La Suprema Corte, con la sentenza in argomento, ha affermato che in tema di abuso d'ufficio ex art. 323 c.p., l'intenzionalità del dolo dell'agente non è esclusa dalla compresenza di una finalità pubblicistica nella condotta del pubblico ufficiale, dovendosi ritenere necessario, perché venga meno la configurabilità dell'elemento soggettivo, che il perseguimento del pubblico interesse costituisca l'obiettivo principale dell'agente, con conseguente degradazione del dolo di danno o di vantaggio da dolo di tipo intenzionale a mero dolo diretto od eventuale (sez. VI, 24/03/2022).

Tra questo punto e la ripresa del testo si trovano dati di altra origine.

PR #355, opened 2018-12-07
Optimizer UDP sending logic

hanyf:
It seems running good.

### DIFF
--- a/src/network_engine.cpp
+++ b/src/network_engine.cpp
@@ -290,9 +290,9 @@ NetworkEngine::requestStep(Sp<Request> sreq)
         node.setExpired();
         if (not node.id)
             requests.erase(req.tid);
+        if (req.on_expired)
+            req.on_expired(req, false);
         return;
-    } else if (req.attempt_count == 1) {
-        req.on_expired(req, false);
     }
 
     auto err = send((char*)req.msg.data(), req.msg.size(),
@@ -302,7 +302,8 @@ NetworkEngine::requestStep(Sp<Request> sreq)
         err == EHOSTUNREACH ||
         err == EAFNOSUPPORT ||
         err == EPIPE        ||
-        err == EPERM)
+        err == EPERM        ||
+        err == EFAULT)
     {
         node.setExpired();
         if (not node.id)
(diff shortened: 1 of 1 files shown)


src/network_engine.cpp
```diff
@@ -666,9 +667,6 @@ NetworkEngine::send(const char *buf, size_t len, int flags, const SockAddr& addr
     if (sendto(s, buf, len, flags, addr.get(), addr.getLength()) == -1) {
         int err = errno;
         DHT_LOG.e("Can't send message to %s: %s", addr.toString().c_str(), strerror(err));
-        if (err == EPIPE) {
-            throw SocketException(EPIPE);
```
aberaud: EPIPE on UDP sockets is encountered on iOS and macOS devices when getting back from sleep. In this case the socket needs to be recreated. Since the socket is opened and provided by upper layers (DhtRunner) the error has to be propagated back to the DhtRunner,

src/network_engine.cpp
```diff
@@ -290,9 +290,9 @@ NetworkEngine::requestStep(Sp<Request> sreq)
         node.setExpired();
         if (not node.id)
             requests.erase(req.tid);
+        if (req.on_expired)
+            req.on_expired(req, false);
         return;
-    } else if (req.attempt_count == 1) {
-        req.on_expired(req, false);
```
aberaud: Calling on_expired with false is an intended optimisation to allow searches to flag a node as suspicious after the first request timeout, to allow completing the search without waiting for the node to expire. If the node replies before search completion, the flag is cleared and the answer is processed normally. If the node expires, all of its pending requests also expire, and on_expired is called with true.

src/network_engine.cpp
```diff
@@ -290,9 +290,9 @@ NetworkEngine::requestStep(Sp<Request> sreq)
         node.setExpired();
         if (not node.id)
             requests.erase(req.tid);
+        if (req.on_expired)
+            req.on_expired(req, false);
```
aberaud: At this point on_expired was already called (with true) through node.setExpired() -> req->setExpired().

src/network_engine.cpp
hanyf: /* Time for a request to timeout */
    static constexpr const std::chrono::seconds MAX_RESPONSE_TIME {1};

I think 1 second timeout for sending a request is too small, it is inefficient on a network environment.

src/network_engine.cpp
hanyf: Thanks for your explanation. It’s a great help for me to understand how it is working. Thanks!

src/network_engine.cpp
hanyf: Thank you👍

Cassazione penale sez. VI, 24/03/2022, (ud. 24/03/2022, dep. 21/04/2022), n.15624

RITENUTO IN FATTO

1. La Corte di appello di Napoli ha confermato la condanna di C.V. e S.G. alla pena di anni due e mesi cinque di reclusione ciascuno ed alla pena accessoria della interdizione dai pubblici uffici per la durata di anni cinque. Gli imputati, agenti presso la Sezione Polizia Stradale di Napoli e, quindi pubblici ufficiali, sono stati ritenuti responsabili dei reati di cui agli artt. 56 e 319-quater c.p., sub capo A), reato commesso il 2 maggio 2016 quando fermavano il conducente di un veicolo, rimasto non identificato, e, abusando della loro qualità e dei loro poteri, ponevano in essere atti idonei diretti in modo non equivoco ad indurlo a dare loro denaro o altra utilità prospettandogli, dapprima, le conseguenze pregiudizievoli della rilevata contravvenzione stradale e poi indicandogli la possibilità di risolvere in altro modo la questione; di due condotte di abuso in atti di ufficio (art. 323 c.p.), commesse rispettivamente in (OMISSIS). In questi casi, nel corso del controllo al quale avevano sottoposto gli automobilisti in transito e a fronte di palesi violazioni al codice della strada, i ricorrenti avevano omesso di contestare le relative contravvenzioni e di redigere il verbale delle operazioni di controllo, intenzionalmente procurando un indebito vantaggio al conducente ed ai proprietari del veicolo.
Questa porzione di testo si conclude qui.